The spending on durable goods such as household appliances and automobiles is a cyclical pattern that depends on if the overall economy is healthy, whereas non-durable goods like food and shelter remain constant regardless of the economy.

(A) The spending on durable goods such as household appliances and automobiles is a cyclical pattern that depends on if the overall economy is healthy, whereas non-durable goods such as food and shelter remain constant regardless of the economy.

(B) Regardless of the economy, spending on non-durable goods such as food and shelter remains constant even though spending on durable goods such as household appliances and automobiles is a cyclical pattern that depends on whether the overall economy is healthy.

(C) Spending on durable goods such as household appliance and automobiles follows a cyclical pattern that depends on the health of the overall economy, whereas spending on non-durable goods such as food and shelter remains constant regardless of the economy’s health.

(D) Whether the overall economy is healthy determines the cyclical pattern of spending on durable goods such as household appliances and automobiles, whereas non-durable spending such as food and shelter remains constant regardless of the economy.

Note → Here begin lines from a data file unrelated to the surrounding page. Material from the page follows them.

PR #630, opened 2021-04-26
Feat/avoid multiple instances

### LINKED ISSUE #624: Multible instance of Ajour in systemtray
If you choose to let Ajour start to system tray automatically when windows starts and then start ajour manually, you get several Ajour instances in the systemtray

Ajour 1.1.0
Windows 10 20H2, OS Version: 19042.928

tarkah:
Resolves #624

## Proposed Changes
  - Exit if another instance of Ajour is running (on Windows)
  - Ajour will now write to a `pid` file the PID of the process and name of the executable.
  - When Ajour launches, it'll check the `pid` file and see if a process for that PID is running from that same executable name.
  - If so, the current process will exit
  - If not, the current process will overwrite the `pid` file with it's own info and continue to run

## Checklist

- [x] Tested on Windows
- [ ] Tested on MacOS
- [ ] Tested on Linux

### DIFF
--- a/src/process.rs
+++ b/src/process.rs
@@ -1,0 +1,89 @@
+use std::ffi::c_void;
+use std::path::PathBuf;
+
+use ajour_core::fs::PersistentData;
+use serde::{Deserialize, Serialize};
+use winapi::{
+    shared::winerror::WAIT_TIMEOUT,
+    um::{
+        processthreadsapi::{GetCurrentProcess, GetCurrentProcessId, OpenProcess},
+        synchapi::WaitForSingleObject,
+        winbase::QueryFullProcessImageNameW,
+        winnt::{PROCESS_QUERY_LIMITED_INFORMATION, SYNCHRONIZE},
+    },
+};
+
+#[derive(Debug, Serialize, Deserialize)]
+struct Process {
+    pid: u32,
+    name: String,
+}
+
+impl PersistentData for Process {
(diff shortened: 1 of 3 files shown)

(E) The cyclical pattern of spending on durable goods such as household appliances and automobiles depends on whether the overall economy is healthy but non-durable goods such as food and shelter remain constant regardless of the economy.

SC
We can see that we have (1) awkward phrasing in “depends on if” and (2) an unparallel comparison between “the spending” and “non-durable goods.” B, D, and E lack the required parallelism. C is clear grammatically, stylistically, and has a straightforward meaning. The correct answer is (C).

15-Second Tips for Better Sentence Correction Scores

Here are a few quick tricks I like to use when Sentence Correction starts to feel overwhelming (especially when dealing with convoluted meanings, extremely bloated, wordy clauses, and completely-underlined sentences):

1. Mentally “remove” appositive phrases.

Long GMAT sentences often have way too much extra information. Try to mentally delete the useless info, and hone in on the main pieces of the sentence.

2. Listen to your gut.

Your accuracy was better when you were instinctually identifying what “sounded funny” to you. Hone in on that. The point of learning the common errors is to have a mental checklist to go through when you CAN’T identify what “sounds funny”.

3. Start by identifying the Subject & the Verb.

Every sentence must have them, and if you start here, you’ll be less likely to be overwhelmed by the sentence as a whole.